First I used an average real world document with 47 slides and lots of graphics and some chart ole. It showed that the prototype filter was around 2% faster than the original filter. This was less than expected.

Next I created an artificial document. A presentation with 188 slides and only formated text, no graphics, no ole. This pure xml document would be uncommon for a presentation but a good approximation what the gain could be for a writer or calc document where the xml to graphic/ole ratio is much higher. This lead to a performance gain of 10% which is not bad since the prototype is not yet profiled and optimized itself.

I tested this on a dual core 3Ghz system. Experiments with the original filter showed that we are cpu bound and since we use only one core, the processor usage is only 50%. So I expected better results with the threaded prototype by making use of the 3Ghz from the second core.

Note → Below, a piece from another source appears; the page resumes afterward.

PR #159, opened 2019-02-15
Avoiding Warnings

j-ostmeyer:


kostrzewa:
Agreed, this was a mistake. Could you also remove the comment above that line?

A quick look at a cpu monitor showed that this didn't happen, processor usage was still capped at 50%.

This made me suspect that the actual parsing, tree building and xml to UNO conversion did only account for an insignificant amount of the time the filter needs to import this document. After removing the threading I measured the time it took to parse the xml streams and to actually import the document. It turns out that building the DOM tree for the styles.xml and content.xml accounted for less than 2% of the overal time. So when opening a document that takes 10 seconds to load, the second core is only used 0,2 seconds. Remember that this does not only include the actual xml parsing but also creating the DOM tree in memory and converting most of the attribute values to UNO types.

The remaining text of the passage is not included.